Exercise prompt: From the data that follows, copy every line holding the string "structure".

[Stored data]
Issue #9613, opened 2026-02-17
`<p>` tags are stripped from image gallery captions


joewhitsitt:
# Problem
With the recent photoswipe update, we changed how captions were referenced and pulled in to the galleries. The functionality is using a heavy handed XSS::filter() which is stripping `<p>` tags.

# Proposed solution
Submit a patch to https://www.drupal.org/project/photoswipe/issues/3574103 and use locally.

briand44:
## Grooming
 
**Quadrant:** 

Complex

 **Discussion:**
 - Security update causes a regression here - https://iowaweb.slack.com/archives/C0164FNN1PV/p1788365626768279
 - Should take a different approach here
 - Change likely needs to happen higher in the processing before reaches the javascript
 - Currently global caption markup for image galleries is plain text, with this update the actual html tags would be rendered
 - Would be good to update issue for community visibility but use fix locally right away
 - Goal would be to allow basic html to be able to be used and rendered appropriately in these captions
 - Discussed ignoring security update for now until we can resolve this
 - Would want to remove the ignore in composer.json - https://github.com/uiowa/uiowa/pull/10111
 - Would also want update photoswipe to latest security release

**Proposed solution or definition of done:**
- Basic html rendered appropriately in image gallery captions
- Comment/Patch on drupal.org issue
- Security ignore in composer.json removed
- Photoswipe updated to latest security release + local fix/patch
- Tested with no known regressions

joewhitsitt:
welp. maintainers are working on it https://www.drupal.org/project/photoswipe/issues/3574103 so this seems to shift to review and implement

fixed/stable release: https://www.drupal.org/project/photoswipe/releases/5.0.10

PR #10111, opened 2026-09-02
ignore photoswipe temporarily in order to address regression

joewhitsitt:
Temporary ignore until we can focus on #9613

# To Test
Passing security build to get other builds running again.


GaryRidgway (approved):
passes security builds

PR #9443, opened 2025-12-15
Hotfix - Registrar final exam type mismatch

pyrello:
# How to test

```
git checkout main && ddev blt ds --site registrar.uiowa.edu && ddev drush @registrar.local registrar_core:final-exam-schedule
```
- https://registrar.uiowa.ddev.site/faculty-and-staff/exam-scheduling/final-exams/final-exam-schedule
- Search for "technology"
- Observe error
```
git checkout hotfix_registrar_error && ddev blt ds --site registrar.uiowa.edu && ddev drush @registrar.local registrar_core:final-exam-schedule
```
- https://registrar.uiowa.ddev.site/faculty-and-staff/exam-scheduling/final-exams/final-exam-schedule
- Search for "technology"
- Should work now.

PR #10138, opened 2026-09-22
Final exam schedule cache

### LINKED ISSUE #9444: Registrar - Improve logic for final exam searching to ensure cache is properly stored and accessed
# Motivation

We put a hotfix (#9443) in place to help fix https://registrar.uiowa.edu/faculty-and-staff/exam-scheduling/final-exams/final-exam-schedule during final exam week. But some issues were identified that should be given a better long term fix.

# Proposed solution

- Refactor the code that is involved in building the final exam form block to ensure more predictable outcomes.
- Ensure that the data structure returned from cache is the same as the data structure returned from `MauiApi::getFinalExamSchedule()`.
- Ensure that the cache ID used for cache the above data structure is consistent throughout.

bewoldt:
Resolves #9444 

Cache ownership for the final exam schedule now lives entirely in `MauiApi::getFinalExamSchedule()`. The cron warmer and the block form read and write the same shape under the same cache ID, replacing the `is_array()/isset()` guard the #9443 hotfix relied on.

The warmer force-refreshes on each run and overwrites the cache only on a genuine success, so a not-ready MAUI response can't wipe out the last good schedule. A non-success response is evicted rather than held for the full TTL.

A failed refresh still returns `_status: ok` when good cached data sits behind it, so nothing downstream distinguished "refreshed" from "served yesterday's copy" — and a 200 with an empty body logged nothing above info. `getFinalExamSchedule()` now warns at the point the refresh fails, so repeated failures surface before the 48-hour grace window runs out.

# How to test

Sync down the Registrar site `ddev sn ds registrar.uiowa.edu`

**1. Basic functionality** `ddev drush @registrar.local cache:rebuild`

Visit [https://registrar.uiowa.ddev.site/faculty-and-staff/exam-scheduling/final-exams/final-exam-schedule](https://registrar.uiowa.ddev.site/faculty-and-staff/exam-scheduling/final-exams/final-exam-schedule)

Confirm the full schedule table renders.
Search for "technology" (or any term) — confirm results filter correctly and no error appears.

**2. Cache is working (cold vs. warm)**
```
ddev drush @registrar.local cache:rebuild
ddev drush @registrar.local php:eval '
$maui = \Drupal::service("uiowa_maui.api");
$session_id = \Drupal::config("registrar_core.final_exam_schedule")->get("session_id");

$t0 = microtime(true);
$maui->getFinalExamSchedule($session_id);
echo "cold: " . round((microtime(true) - $t0) * 1000) . "ms\n";

$t1 = microtime(true);
$maui->getFinalExamSchedule($session_id);
echo "warm: " . round((microtime(true) - $t1) * 1000) . "ms\n";
'
```
Expect: cold call takes several hundred ms (a real MAUI round trip), warm call takes a few ms.

**3. Cron warmer runs clean**
`ddev drush @registrar.local registrar_core:final-exam-schedule`
Expect: no output/errors. (It only logs when MAUI returns something other than `ok`.)


cory-skeers (approved):
Reviewed and tested, and this looks to be a good fix.

I made a slight adjustment to the warning log with some comments--if a schedule isn't posted yet, it'll still drop the caching but won't log it as a failed fetch.

PR #374, opened 2016-05-31
Show errors from the server inline.

jeffstieler:
This overrides the calculated client errors with values from state (which are from the server).

This PR seeks to display errors returned from the server inline on the client form.

It changes the form state `error` property to `errors` and sets the value to the array returned by the server during validation failure.

The form component's error property now defaults to this `form.errors` state, falling back to any calculated client-side errors if none are found in state.

Upon interacting with the form and causing a `state.settings` update, the `form.errors` state is cleared, allowing client-side validation to take over.

To test:
- Use this testing branch of the server (forces "title" to error) https://github.com/Automattic/woocommerce-connect-server/tree/test/205-server-errors-on-client
- Submit an error-free settings form
- Verify that an error notice is displayed and the title field shows a validation message
- Add a character to the title field
- Verify that the title error disappears

### DIFF
--- a/client/components/wcc-settings-form/index.js
+++ b/client/components/wcc-settings-form/index.js
@@ -7,6 +7,7 @@ import { bindActionCreators } from 'redux';
 import * as FormActions from 'state/form/actions';
 import { successNotice, errorNotice } from 'state/notices/actions';
 import isString from 'lodash/isString';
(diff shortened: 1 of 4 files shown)


jkudish:
Works and tests as expected. Code looks good too. :shipit:

PR #378, opened 2016-06-01
auto-correct dimensions string

### LINKED ISSUE #324: Packages: Make dimension spacing consistent

### LINKED ISSUE #377: Packages: Error on dimensions when no space is present
Originally brought up here: https://github.com/Automattic/woocommerce-connect-client/pull/364#issuecomment-222883503

 I get an error on the dimensions if I don't add a space in between the `x`s.

nabsul:
closes #377 
closes #324
This change causes the dimension strings to be auto-correct for number of spaces in the " x " string that's supposed to separate the dimensions.

To test: Open up an add/edit modal and observe the auto correction on the strings such as the following:
- "1x1x2"
- "1x 1x2"
- "1x                 1                    x                         2"

Notes:
- The code seems to be a little laggy. Any suggestions to improve performance?
- It really only corrects the separating X's, nothing else. So it'll also autocorrect: "AxBxc"
- This will make a lot more sense once #364 is merged

@kellychoffman @DanReyLop @jkudish @jeffstieler @allendav

### DIFF
--- a/client/components/shipping/packages/add-package.js
+++ b/client/components/shipping/packages/add-package.js
@@ -50,6 +50,24 @@ const updateFormTextField = ( event, updatePackagesField ) => {
 	updatePackagesField( { [name]: value } );
 };
 
+const dimensionRegex = /^(\S+)\s*x\s*(\S+)\s*x\s*(\S+)$/;
+const dimensionStringFilter = ( dims ) => {
+	const result = dimensionRegex.exec( dims );
+	if ( result ) {
+		return result[1] + ' x ' + result[2] + ' x ' + result[3];
+	}
+
+	return dims;
+};
+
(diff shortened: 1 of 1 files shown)


kellychoffman:
Cool. I like how it auto adds the spaces. 

Only weird thing is when I move the cursor to the right of one of the `x`s and backspace, my cursor jumps to the end of the string.

nabsul:
I think I have a solution that resolves both the performance and the cursor position issue. I've made it so that the filter is run when the save button is clicked.

nabsul:
Moved to the modal validation PR

PR #380, opened 2016-06-01
Translate measurement units

### LINKED ISSUE #359: Figure out how to translate measurement units
Right now, we are outputting "in" and "lbs", etc. without any translation.

Should this be done via the calypso translator? Or from the server?

nabsul:
Closes #359 

This will provide the WooCommerce translation of dimension and weight units.

To Test:
- Switch your site language to French (not all languages have translations of the units, French does)
- See that the new unit names are displayed in the box packer settings of USPS and CanadaPost

@jeffstieler @allendav @jkudish @DanReyLop

### DIFF
--- a/classes/class-wc-connect-service-settings-store.php
+++ b/classes/class-wc-connect-service-settings-store.php
@@ -37,8 +37,8 @@ if ( ! class_exists( 'WC_Connect_Service_Settings_Store' ) ) {
 
 			return array(
 				'currency_symbol' => $currency_symbol,
-				'dimension_unit' => $dimension_unit,
-				'weight_unit' => $weight_unit
+				'dimension_unit' => $this->translate_unit( $dimension_unit ),
+				'weight_unit' => $this->translate_unit( $weight_unit ),
 			);
 		}
 
@@ -159,6 +159,32 @@ if ( ! class_exists( 'WC_Connect_Service_Settings_Store' ) ) {
 			}
 
 			return 'woocommerce_' . $service_id . '_' . $service_instance . '_form_settings';
+		}
+
+		private function translate_unit( $value ) {
+			switch ( $value ) {
+				case 'kg':
+					return __('kg', 'woocommerce');
+				case 'g':
+					return __('g', 'woocommerce');
+				case 'lbs':
+					return __('lbs', 'woocommerce');
+				case 'oz':
+					return __('oz', 'woocommerce');
+				case 'm':
+					return __('m', 'woocommerce');
+				case 'cm':
+					return __('cm', 'woocommerce');
+				case 'mm':
+					return __('mm', 'woocommerce');
+				case 'in':
+					return __('in', 'woocommerce');
+				case 'yd':
+					return __('yd', 'woocommerce');
+				default:
+					error_log( 'Unexpected measurement unit: ' . $value );
+					return $value;
+			}
 		}
 	}
 }
--- a/classes/class-wc-connect-service-settings-store.php
+++ b/classes/class-wc-connect-service-settings-store.php
@@ -182,7 +182,7 @@ if ( ! class_exists( 'WC_Connect_Service_Settings_Store' ) ) {
 				case 'yd':
 					return __('yd', 'woocommerce');
 				default:
-					error_log( 'Unexpected measurement unit: ' . $value );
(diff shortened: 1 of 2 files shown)


nabsul:
image

@kellychoffman: It seems that longer weight unit names cause some issues for the box and max weight fields. Can you take a look?

kellychoffman:
@nabsul: I added room for ~6 characters. Are there units with more?

nabsul:
@kellychoffman 
Let me see if I can find that out.

nabsul:
@kellychoffman  And the winner is: `lbs (ポンド)`

kellychoffman:
Looking good at all the screen sizes now. 

screen shot 2016-06-02 at 11 03 42 pm
screen shot 2016-06-02 at 11 04 05 pm

nabsul:
Sorry @kellychoffman. Still fails for Japanese :-(

image

nabsul:
The only thing left to tweak is the display of longer weight units in different languages. So I think this is fine to review already.

kellychoffman:
Hmm, its showing up fine for me even with the parenthesis added, which I failed to account for before. I added a bit more wiggle room. Let me know if you are still seeing breakage. 

screen shot 2016-06-03 at 11 24 14 am

classes/class-wc-connect-service-settings-store.php
```diff
@@ -160,5 +160,31 @@ protected function get_service_settings_key( $service_id, $service_instance = fa
 
 			return 'woocommerce_' . $service_id . '_' . $service_instance . '_form_settings';
 		}
+
+		private function translate_unit( $value ) {
+			switch ( $value ) {
+				case 'kg':
+					return __('kg', 'woocommerce');
+				case 'g':
+					return __('g', 'woocommerce');
```
allendav: Let's use _x here ( https://codex.wordpress.org/Function_Reference/_x )

classes/class-wc-connect-service-settings-store.php
```diff
@@ -160,5 +160,31 @@ protected function get_service_settings_key( $service_id, $service_instance = fa
...
+				case 'lbs':
+					return __('lbs', 'woocommerce');
+				case 'oz':
+					return __('oz', 'woocommerce');
+				case 'm':
```
allendav: Let's use _x here ( https://codex.wordpress.org/Function_Reference/_x )

classes/class-wc-connect-service-settings-store.php
```diff
@@ -160,5 +160,31 @@ protected function get_service_settings_key( $service_id, $service_instance = fa
...
+				case 'cm':
+					return __('cm', 'woocommerce');
+				case 'mm':
+					return __('mm', 'woocommerce');
+				case 'in':
+					return __('in', 'woocommerce');
+				case 'yd':
+					return __('yd', 'woocommerce');
+				default:
+					error_log( 'Unexpected measurement unit: ' . $value );
```
allendav: We should use the WCC logger here

allendav:
Looks like this still needs _x and rebasing too

classes/class-wc-connect-service-settings-store.php
nabsul: @allendav: If we do this, we'll break away from the standard used in WooCommerce itself. I think we should stick with the way it's implemented now, unless this changes in the woocommerce plugin.

```
						<select id="dimension_unit" name="dimension_unit" class="wc-enhanced-select">
							<option value="m" <?php selected( $dimension_unit, 'm' ); ?>><?php echo __( 'm', 'woocommerce' ); ?></option>
							<option value="cm" <?php selected( $dimension_unit, 'cm' ); ?>><?php echo __( 'cm', 'woocommerce' ); ?></option>
							<option value="mm" <?php selected( $dimension_unit, 'mm' ); ?>><?php echo __( 'mm', 'woocommerce' ); ?></option>
							<option value="in" <?php selected( $dimension_unit, 'in' ); ?>><?php echo __( 'in', 'woocommerce' ); ?></option>
							<option value="yd" <?php selected( $dimension_unit, 'yd' ); ?>><?php echo __( 'yd', 'woocommerce' ); ?></option>
						</select>
```

allendav:
:shipit:

Issue #363, opened 2016-05-26
Add a package modal cut off on short browsers


jkudish:
Minor browser quirk:

![image](https://cloud.githubusercontent.com/assets/260253/15560128/53069a3c-229d-11e6-8999-4092d4da87f8.png)

The modal is cut off when I have the developer console, and it would be the same if the user had a short browser window for some reason. We should make sure it let's you scroll to the buttons

allendav:
Yeah, this is annoying. Please also try/fix mobile.

nabsul:
Does anyone know off the top of their head the css needed to fix this? Or should I research it?

@kellychoffman @allendav @jeffstieler @jkudish

kellychoffman:
I think we should do what we're doing in Calypso when you add media:

I think the only major change we'd need to make is: absolutely positioning the modal and the bottom save container. And doing a bunch of percentage based height and width adjustments. I did it quick in the browser and it works pretty good. I can take this one over @nabsul.

![quick mock](https://cloud.githubusercontent.com/assets/5835847/15622968/d0f05c1e-242b-11e6-8768-4b4685d9abcb.gif)

PR #382, opened 2016-06-03
Dialog card: Always display action buttons even on short screens

kellychoffman:
Fixes: #363 

Before:
screen shot 2016-06-03 at 4 55 41 pm

After:
scroll baby scroll

To test, open the Add a package modal and resize your browser so the height is small. The action buttons should still display. 

The caveat here is that the height will be long if you have a tall browser. I think thats fine. I didn't want to restrict the height because some modals will be long, and this modal in particular has two different heights depending if the exterior dimensions are present.

### DIFF
--- a/assets/stylesheets/style.scss
+++ b/assets/stylesheets/style.scss
@@ -120,15 +120,39 @@
 
     // Dialog
     &.dialog.card {
-        padding: 0;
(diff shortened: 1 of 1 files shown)


nabsul:
Works great! :shipit:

Result:
- Ensure that the data structure returned from cache is the same as the data structure returned from `MauiApi::getFinalExamSchedule()`.
- Ensure that the cache ID used for cache the above data structure is consistent throughout.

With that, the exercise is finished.